▸ Task prompt
With nothing left out, give the data back exactly.

▸ Saved entries
Content starts
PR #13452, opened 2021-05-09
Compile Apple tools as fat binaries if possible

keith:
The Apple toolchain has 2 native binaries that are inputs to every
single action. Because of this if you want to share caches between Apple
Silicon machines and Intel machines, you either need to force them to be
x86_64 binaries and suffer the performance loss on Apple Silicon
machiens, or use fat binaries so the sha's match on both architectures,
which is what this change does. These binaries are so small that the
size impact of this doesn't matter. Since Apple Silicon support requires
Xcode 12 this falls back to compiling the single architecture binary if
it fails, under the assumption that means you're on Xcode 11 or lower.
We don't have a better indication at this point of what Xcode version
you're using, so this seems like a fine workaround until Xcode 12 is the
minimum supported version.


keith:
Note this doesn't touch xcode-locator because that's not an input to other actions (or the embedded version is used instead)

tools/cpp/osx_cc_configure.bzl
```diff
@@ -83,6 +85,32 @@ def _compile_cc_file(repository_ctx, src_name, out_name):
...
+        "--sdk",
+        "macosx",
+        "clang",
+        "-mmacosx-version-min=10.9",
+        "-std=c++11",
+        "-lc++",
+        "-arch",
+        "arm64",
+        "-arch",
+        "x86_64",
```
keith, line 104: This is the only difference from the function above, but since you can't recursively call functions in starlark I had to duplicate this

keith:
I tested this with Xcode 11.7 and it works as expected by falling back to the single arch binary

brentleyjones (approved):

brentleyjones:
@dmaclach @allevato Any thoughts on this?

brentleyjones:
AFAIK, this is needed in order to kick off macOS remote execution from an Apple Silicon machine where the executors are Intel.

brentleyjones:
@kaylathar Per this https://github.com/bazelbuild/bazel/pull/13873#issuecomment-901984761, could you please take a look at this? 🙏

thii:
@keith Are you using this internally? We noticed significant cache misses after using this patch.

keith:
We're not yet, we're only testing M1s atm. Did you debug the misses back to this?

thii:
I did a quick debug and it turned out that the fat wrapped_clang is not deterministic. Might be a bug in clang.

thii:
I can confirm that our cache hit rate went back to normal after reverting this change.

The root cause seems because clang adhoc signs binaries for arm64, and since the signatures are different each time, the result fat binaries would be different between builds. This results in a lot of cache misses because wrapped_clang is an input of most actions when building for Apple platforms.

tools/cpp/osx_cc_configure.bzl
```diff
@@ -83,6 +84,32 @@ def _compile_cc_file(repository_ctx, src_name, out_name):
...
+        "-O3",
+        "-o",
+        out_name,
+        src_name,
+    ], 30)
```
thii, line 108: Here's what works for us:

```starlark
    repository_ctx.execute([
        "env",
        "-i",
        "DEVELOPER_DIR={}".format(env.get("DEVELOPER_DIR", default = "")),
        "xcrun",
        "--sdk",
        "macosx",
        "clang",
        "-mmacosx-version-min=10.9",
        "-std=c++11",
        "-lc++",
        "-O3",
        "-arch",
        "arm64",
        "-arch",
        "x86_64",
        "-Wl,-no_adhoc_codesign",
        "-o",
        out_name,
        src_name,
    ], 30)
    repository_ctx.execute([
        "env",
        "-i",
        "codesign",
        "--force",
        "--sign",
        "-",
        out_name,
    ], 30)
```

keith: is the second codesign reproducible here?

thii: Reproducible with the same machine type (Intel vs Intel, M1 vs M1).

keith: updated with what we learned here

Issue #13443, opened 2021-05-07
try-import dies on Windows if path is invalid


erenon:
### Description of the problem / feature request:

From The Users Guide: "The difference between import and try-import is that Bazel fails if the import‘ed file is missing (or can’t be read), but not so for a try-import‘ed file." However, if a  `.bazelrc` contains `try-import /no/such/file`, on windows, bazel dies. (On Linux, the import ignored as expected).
Content ends
▸ Output of the task
PR #13452, opened 2021-05-09
Compile Apple tools as fat binaries if possible

keith:
The Apple toolchain has 2 native binaries that are inputs to every
single action. Because of this if you want to share caches between Apple
Silicon machines and Intel machines, you either need to force them to be
x86_64 binaries and suffer the performance loss on Apple Silicon
machiens, or use fat binaries so the sha's match on both architectures,
which is what this change does. These binaries are so small that the
size impact of this doesn't matter. Since Apple Silicon support requires
Xcode 12 this falls back to compiling the single architecture binary if
it fails, under the assumption that means you're on Xcode 11 or lower.
We don't have a better indication at this point of what Xcode version
you're using, so this seems like a fine workaround until Xcode 12 is the
minimum supported version.


keith:
Note this doesn't touch xcode-locator because that's not an input to other actions (or the embedded version is used instead)

tools/cpp/osx_cc_configure.bzl
```diff
@@ -83,6 +85,32 @@ def _compile_cc_file(repository_ctx, src_name, out_name):
...
+        "--sdk",
+        "macosx",
+        "clang",
+        "-mmacosx-version-min=10.9",
+        "-std=c++11",
+        "-lc++",
+        "-arch",
+        "arm64",
+        "-arch",
+        "x86_64",
```
keith, line 104: This is the only difference from the function above, but since you can't recursively call functions in starlark I had to duplicate this

keith:
I tested this with Xcode 11.7 and it works as expected by falling back to the single arch binary

brentleyjones (approved):

brentleyjones:
@dmaclach @allevato Any thoughts on this?

brentleyjones:
AFAIK, this is needed in order to kick off macOS remote execution from an Apple Silicon machine where the executors are Intel.

brentleyjones:
@kaylathar Per this https://github.com/bazelbuild/bazel/pull/13873#issuecomment-901984761, could you please take a look at this? 🙏

thii:
@keith Are you using this internally? We noticed significant cache misses after using this patch.

keith:
We're not yet, we're only testing M1s atm. Did you debug the misses back to this?

thii:
I did a quick debug and it turned out that the fat wrapped_clang is not deterministic. Might be a bug in clang.

thii:
I can confirm that our cache hit rate went back to normal after reverting this change.

The root cause seems because clang adhoc signs binaries for arm64, and since the signatures are different each time, the result fat binaries would be different between builds. This results in a lot of cache misses because wrapped_clang is an input of most actions when building for Apple platforms.

tools/cpp/osx_cc_configure.bzl
```diff
@@ -83,6 +84,32 @@ def _compile_cc_file(repository_ctx, src_name, out_name):
...
+        "-O3",
+        "-o",
+        out_name,
+        src_name,
+    ], 30)
```
thii, line 108: Here's what works for us:

```starlark
    repository_ctx.execute([
        "env",
        "-i",
        "DEVELOPER_DIR={}".format(env.get("DEVELOPER_DIR", default = "")),
        "xcrun",
        "--sdk",
        "macosx",
        "clang",
        "-mmacosx-version-min=10.9",
        "-std=c++11",
        "-lc++",
        "-O3",
        "-arch",
        "arm64",
        "-arch",
        "x86_64",
        "-Wl,-no_adhoc_codesign",
        "-o",
        out_name,
        src_name,
    ], 30)
    repository_ctx.execute([
        "env",
        "-i",
        "codesign",
        "--force",
        "--sign",
        "-",
        out_name,
    ], 30)
```

keith: is the second codesign reproducible here?

thii: Reproducible with the same machine type (Intel vs Intel, M1 vs M1).

keith: updated with what we learned here

Issue #13443, opened 2021-05-07
try-import dies on Windows if path is invalid


erenon:
### Description of the problem / feature request:

From The Users Guide: "The difference between import and try-import is that Bazel fails if the import‘ed file is missing (or can’t be read), but not so for a try-import‘ed file." However, if a  `.bazelrc` contains `try-import /no/such/file`, on windows, bazel dies. (On Linux, the import ignored as expected).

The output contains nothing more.